Advancement in deep learning has introduced significant potential for enhancing CT image quality without increasing patient radiation exposure. In this study, we sought to compare deep learning‑based ultra-high-resolution CT (UHRCT-DL) findings of viral pneumonia at admission and after discharge with that of HRCT images.

Methods

A total of 51 inpatients (mean age 66.78 years; 33 males) of viral pneumonia underwent 102 CT scans at admission and after discharge. A deep learning-based super-resolution model, incorporating a dual-branch architecture for super-resolution and gradient guidance, was used to generate UHRCT-DL. UHRCT-DL and HRCT images were systematically reviewed by two radiologists for viral pneumonia CT findings, including ground-glass opacity (GGO), reticulation, tree-in-bud opacities, consolidation, linear bands, bronchiectasis, and bronchiectasis.
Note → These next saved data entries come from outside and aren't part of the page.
PR #485, opened 2020-10-16
BrowserClient - withCredentials 'true' by default.

nwtnwrkshp:
'withCredentials = true' is needed for browser cookies in Flutter Web XmlHttpRequests.
Because current pattern requires a parameterless constructor, only way to change the setting is to set it by default. 
There is no harm in having it always set to true - credentials are ignored if not present.

### DIFF
--- a/lib/src/browser_client.dart
+++ b/lib/src/browser_client.dart
@@ -36,8 +36,8 @@ class BrowserClient extends BaseClient {
   /// Whether to send credentials such as cookies or authorization headers for
   /// cross-site requests.
   ///
-  /// Defaults to `false`.
-  bool withCredentials = false;
+  /// Defaults to `true`.
+  bool withCredentials = true;
 
   /// Sends an HTTP request and asynchronously returns the response.
   @override


jamotaylor:
@googlebot I signed it!

kartercs (approved):

LucaIaconelli (approved):

kevmoo:
At a minimum we should have a changelog entry – and ideally a test.

I'm not super comfortable about changing the default here without some more info.

Thoughts @natebosch ?

@mit-mit would someone on your side of the pond want to look?

LucaIaconelli:
Any news about this @kevmoo? for Flutter web it would be very useful

Thanks

paxcodes:
I want to help move this along by creating a test. But I can't run tests in `html`

Dec-05-2020 09-14-11

I can, however run tests in `io`

Dec-05-2020 09-15-50

Is this expected behaviour?

kevmoo:
> I want to help move this along by creating a test. But I can't run tests in `html`
> 
> Dec-05-2020 09-14-11
> 
> I can, however run tests in `io`
> 
> Dec-05-2020 09-15-50
> 
> Is this expected behaviour?

You may need to run from the console: `pub run test -p vm,chrome`

kevmoo:
It looks like CI passed the tests fine

kevmoo:
@natebosch @jakemac53  – thoughts on this?

natebosch:
I don't have enough background to evaluate this. On the surface I'm uncomfortable with the idea of having a different default than the browser for anything related to security, but I can see the appeal of picking a more popular default rather than have a bunch of cross-platform code need to deal with a single-platform concern.

jlubeck:
If we can't get it to true by default, can we at least get a way to set it?? It's impossible to use this package with a cookies enabled backend on web until this is solved, which is a shame... I would hate to have to use another one after so many other succedsful implementations that I made with this awesome package.

Thank you!

LucaIaconelli:
Completely agreed with @jlubeck 🙏🙏

mikeesouth:
I'm also very interested in getting this merged and a new http release asap. cookie enabled backends are more or less standard for new pages so it will be very useful for Flutter for Web.

@jlubeck have you found any workaround? Alternative package or so.

jlubeck:
@mikeesouth not yet. I'm currently convincing my users (it's an internal system) to use iPads until this is solved, since on devices you can force the cookies in the headers. Browsers on the other hand disallow this practice, so it's not possible to work around it AFAIK

jakemac53:
Fwiw this is what it would look like to configure this on your own in a way that still works across platforms https://gist.github.com/jakemac53/204d6adfe04eafa7e4d432fa77b3b4b1 (I only implemented `get` but you would just do the same for the others).

This uses the exact same strategy as the http package itself uses, but with a custom browser client that sets `withCredentials` to true.

jakemac53:
We could consider exposing this `withCredentials` configuration on the top level methods, and document well that it only has any effect on the browser. Or we could allow configuring the default with a zone variable, although that gets a bit gross.

mikeesouth:
> Fwiw this is what it would look like to configure this on your own in a way that still works across platforms https://gist.github.com/jakemac53/204d6adfe04eafa7e4d432fa77b3b4b1 (I only implemented `get` but you would just do the same for the others).
> 
> This uses the exact same strategy as the http package itself uses, but with a custom browser client that sets `withCredentials` to true.

Nice, I ended up with the same solution after finding a similar BrowserClient cast in a StackOverflow thread (see below for link and credit). I've wrapped all my http calls in a custom client that I create like this:
```
http.Client _getHttpClient() {
  final http.Client cookieEnabledClient = http.Client();
  if (cookieEnabledClient is BrowserClient) {
    cookieEnabledClient.withCredentials = true;
  }

  return cookieEnabledClient;
}
```

This correctly sets response cookies in the browser, it also sends the cookies as request cookies to the service.

I'm not sure if these steps were necessary but I also took these steps in order for everything to work smoothly:
* I edited my hosts file and configured "127.0.0.1 app.myproject-dev.com"
* Start my flutter for web project with --web-hostname=app.myproject-dev.com and --web-port=8888
* On the server side I set `Access-Control-Allow-Origin=app.myproject-dev.com`

I found the solution in this SO thread, kudos to Piotr Temp https://stackoverflow.com/a/65039765/72950

I would of course really appreciate a more official solution to this so I'm still hoping this PR gets merged or that a similar fix is merged.

jakemac53:
@mikeesouth your solution works but I believe it requires an import of `package:http/browser_client.dart` which means it isn't cross platform - the solution I linked does work cross platform by using conditional imports. So that would be the main difference, although your solution is a bit easier if you only need it to work on the web.

mikeesouth:
> @mikeesouth your solution works but I believe it requires an import of `package:http/browser_client.dart` which means it isn't cross platform - the solution I linked does work cross platform by using conditional imports. So that would be the main difference, although your solution is a bit easier if you only need it to work on the web.

Nice, thanks for that clarification. I'm currently web only but I will move this to my shared library soon and then I need it to be cross platform. I'll use your suggested solution 👍

nwtnwrkshp:
> I'm also very interested in getting this merged and a new http release asap. cookie enabled backends are more or less standard for new pages so it will be very useful for Flutter for Web.
> 
> @jlubeck have you found any workaround? Alternative package or so.

I know this is a big no-no in almost all cases but I'm actually editing the package source code on my local machine to get it to work.

Also, as part of my CI build, I replace that line of code. It's a horrible work-around I know, but I had to get it working. Project is currently web only and not in production.

nwtnwrkshp:
> I'm not sure if these steps were necessary but I also took these steps in order for everything to work smoothly:
> 
> * I edited my hosts file and configured "127.0.0.1 app.myproject-dev.com"
> * Start my flutter for web project with --web-hostname=app.myproject-dev.com and --web-port=8888
> * On the server side I set `Access-Control-Allow-Origin=app.myproject-dev.com`

@mikeesouth In your above steps
* You don't need to edit hosts file for cookies to work in the browser (this is tested with Chrome and Edge), it will work on localhost
* Having a fixed debugging port is only necessary for cross-origin requests
* Allowing CORS is not related to cookies

shumiyao (approved):

shumiyao:
Can someone eligible approve the review?

nwtnwrkshp:
> ~Can someone eligible approve the review?~
> 
> Sorry, my mistake. I tried http.post method by modifying the local file (withCredentials = true), and it caused an error without showing any clues about it (in the Chrome inspector, it says "CORS error"). Is changing the withCredentials default value to true a truly safe change?

@shumiyao Yes, it is a safe change. The CORS error is unrelated - that is a server-side setting. To enable CORS on your local dev environment, set up the web server to allow XHR requests from whichever port Flutter Web is running on e.g. http://localhost:12345. As posted previously, you will have to use the `--web-port = 12345` command to set the port that Flutter Web runs on.

shumiyao:
@nwtnwrkshp 

Thank you for a follow up. I think that adding more details on the caught error might be out of scope of this issue.

nwtnwrkshp:
@kevmoo Has there been any further discussion on this? With Flutter Web having moved to stable, surely this is a key step in allowing API integration?

motu2119:
Can't merge this pull request yet? I'm waiting for it to be merged.

kevmoo:
I'm really hesitant to change the default of a value with security implications.

See https://developer.mozilla.org/en-US/docs/Web/API/XMLHttpRequest/withCredentials

Thoughts @natebosch @jakemac53 @mit-mit ?

nwtnwrkshp:
> I'm really hesitant to change the default of a value with security implications.
> 
> See https://developer.mozilla.org/en-US/docs/Web/API/XMLHttpRequest/withCredentials
> 
> Thoughts @natebosch @jakemac53 @mit-mit ?

Ok fair enough. I can see the security loophole in the below paragraph (from linked docs), where a responding endpoint could set unwanted cookies:

> In addition, this flag is also used to indicate when cookies are to be ignored in the response. 

So if this is the case, what alternative approach would allow the inclusion of credentials to solve #485?

nwtnwrkshp:
Will close this because it's not a complete solution.

BunnyTheLifeguard:
@jakemac53 Thanks for the gist. Your solution looked nice on paper, but did not work for unfortunately. Did something change that maked it need some readjustments?

This issue needs more attention btw. is 2022 and still such a basic functionality missing 😕

jakemac53:
Updated the gist for null safety + changes to the `url` parameter in the http package.

maheini:
I made a simple demo Flutter in flutter web, based on the solution from @jakemac53 (thanks) -> have a look inside main.dart: [Here is the Repo](https://github.com/maheini/flutter_web_cookie_support)

jakemac53:
> I made a simple demo Flutter in flutter web, based on the solution from @jakemac53 (thanks) -> have a look inside main.dart: [Here is the Repo](https://github.com/maheini/flutter_web_cookie_support)

Note that your solution there doesn't use conditional imports - it will _only_ work on flutter web and not elsewhere.

maheini:
Yes, that's true, thanks for this note. I will add a comment inside the main.dart.

BunnyTheLifeguard:
But what's the point of this then? Weren't httponly cookies specifically made to not be accessible via code and therefore should be automatically be attached to subsequent requests? 🤔

maheini:
@BunnyTheLifeguard Hmm... I'm not totally familiar with cookies in general, but as far as I know, you have (or can) fetch Cookies inside the "Set-cookie" header via http request on all platforms except web. My demo is just for making cookie storage inside the browser possible.

BunnyTheLifeguard:
@maheini I don't know how you guys do it, but no cookies for me:

```dart
Future<Map<String, dynamic>> login(String email, String password) async {
    dynamic result;

    _loggedInStatus = Status.authenticating;
    notifyListeners();

    Client client = Client();
    if (client is BrowserClient) {
      client.withCredentials = true;
    }

    Response response = await client.post(loginURI,
        headers: baseHeaders,
        body: jsonEncode(<String, String>{
          'email': email,
          'password': password,
        }));
...
```

Started with `flutter run -d chrome --web-port 3000 --web-hostname 127.0.0.1`, also using chromium based Brave, but this should not be an issue, no?

maheini:
Seems legit for me...
-Have you tested your API with a browser extension like RESTer? Does this request return a "Set-cookie" header?
-Which response do you get from your post call? a successful code?
-Side note: The provided solution will only set a cookie on your browser, but you will never get access to it in your code/ response. So you might not notice it, even if it's set.

c-seeger:
facing the same problem all CORS header set + withCredentials, getting a valid http 200 back from my login endpoint, Chrome shows both cookies without any errors in the response cookie tab, but they are not stored.

c-seeger:
I made it! I forgot to set `withCredentials` for the follow up requests.

PR #489, opened 2020-10-29
Migrate BrowserClient from blob to arraybuffer

mmotorny:
This allows BrowserClient to be used on Cobalt (which
doesn't support blob in XHR).

"blob" was used as a workaround for the Dart issue #18542.
Since the issue is closed, using "arraybuffer" is more
straightforward and efficient.

### DIFF
--- a/pubspec.yaml
+++ b/pubspec.yaml
@@ -4,7 +4,7 @@ homepage: https://github.com/dart-lang/http
 description: A composable, multi-platform, Future-based API for HTTP requests.
 
 environment:
-  sdk: '>=2.10.0-2.0.dev <2.11.0'
+  sdk: '>=2.12.0-0 <2.13.0'
 
 # Cannot be published until null safety ships
 publish_to: none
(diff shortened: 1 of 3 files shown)


jakemac53:
Please also update the CHANGELOG.md file, otherwise this LGTM

mmotorny:
Jake, please take another look.

pubspec.yaml
```diff
@@ -4,7 +4,7 @@ homepage: https://github.com/dart-lang/http
 description: A composable, multi-platform, Future-based API for HTTP requests.
 
 environment:
-  sdk: '>=2.10.0-2.0.dev <2.11.0'
+  sdk: '>=2.10.0-2.0.dev <2.13.0'
```
jakemac53, line 7:
```suggestion
  sdk: '>=2.12.0-0 <2.13.0'
```

jakemac53 (approved):

mmotorny:
All checks passed. Please merge.

pubspec.yaml
mmotorny: Done.

Issue #492, opened 2020-11-04
Unhandled exception: NoSuchMethodError: The getter 'length' was called on null. Receiver: null Tried calling: length


ArpanBhavsar:
On passing null value in map it stops the request and show an unhandled exception.

```
Unhandled exception:
NoSuchMethodError: The getter 'length' was called on null.
Receiver: null
Tried calling: length
#0      Object.noSuchMethod  (dart:core-patch/object_patch.dart:51:5)
#1      _Uri._uriEncode  (dart:core-patch/uri_patch.dart:44:23)
#2      Uri.encodeQueryComponent  (dart:core/uri.dart:1103:17)
#3      mapToQuery.<anonymous closure> 
package:http/src/utils.dart:19
#4      CastMap.forEach.<anonymous closure>  (dart:_internal/cast.dart:288:8)
#5      _LinkedHashMapMixin.forEach  (dart:collection-patch/compact_hash.dart:377:8)
#6      CastMap.forEach  (dart:_internal/cast.dart:287:13)
#7      mapToQuery 
package:http/src/utils.dart:17
#8      Request.bodyFields= 
package:http/src/request.dart:137
#9      BaseClient._sendUnstreamed 
package:http/src/base_client.dart:85
#10     BaseClient.post 
package:http/src/base_client.dart:32
#11     post.<anonymous closure> 
package:http/http.dart:70
#12     _withClient 
package:http/http.dart:166
```

 It should show user that they have to handle that exception or else the null value should be set to any default value like ''.

natebosch:
I think nulls are best handled by the calling code, especially following the null safety migration. Here is a snippet that can handle the fallback if you need it:

```dart
Map<String, String> defaultNulls(Map<String, String> original) =>
    {for (var key in original.keys) key: original[key] ?? ''};
```

PR #493, opened 2020-11-04
Solved: Unhandled exception: NoSuchMethodError: The getter 'length' was called on null. Receiver: null Tried calling: length #492

ArpanBhavsar:
Solved issue: #492 by handling exception and added parameter named **passNull** to pass null value through map inside body. With **passNull=false** and **passNull=null** it will throw exception for notNull value inside body. And with **passNull=true** it will let the user make request with null inside body.


ArpanBhavsar:
@nex3 @sethladd @kevmoo @mdempsky please test and review my code.

natebosch:
With the null safety migration this is a `Map<String, String>`, not a `Map<String, String?>`. A `null` value should never end up in that map in a migrated app. I don't think it makes sense to allow `null` for opted out callers, especially since we didn't allow that before.

I'd recommend handling the defaulting manually before calling into the http package. Adding an extra argument is more API noise than it's worth, and it's also breaking.

Thanks for the discussion!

Subjective CT image quality was evaluated using a five-point Likert scale (− 2 to 2) by the two radiologists and objective CT image quality was measured by lung signal-to-noise ratios (SNRs).

Results

The score of clarity of CT findings was significantly higher on UHRCT-DL for all CT findings at admission and after discharge. Compared with HRCT as reference image, the most frequently observed additional/different CT findings on UHRCT-DL at admission were crazy paving pattern (14/51, 27%) and tree-in-bud opacities (8/31, 26%), whereas reticulations (15/51, 29%) and bronchiolectasis (12/44, 27%) were most observed additional/different CT findings after discharge. The subjective and objective image quality of UHRCT-DL was superior to that of HRCT. UHRCT-DL algorithm significantly lowered the level of image noise and improved SNR (19.96 ± 6.46 vs. 41.35 ± 11.49, p < 0.001).

Conclusions

The deep learning‑based UHRCT provided a more precise depiction of CT features of viral pneumonia, that better reflects the inflammatory changes during acute phase and early fibrotic changes during recovery.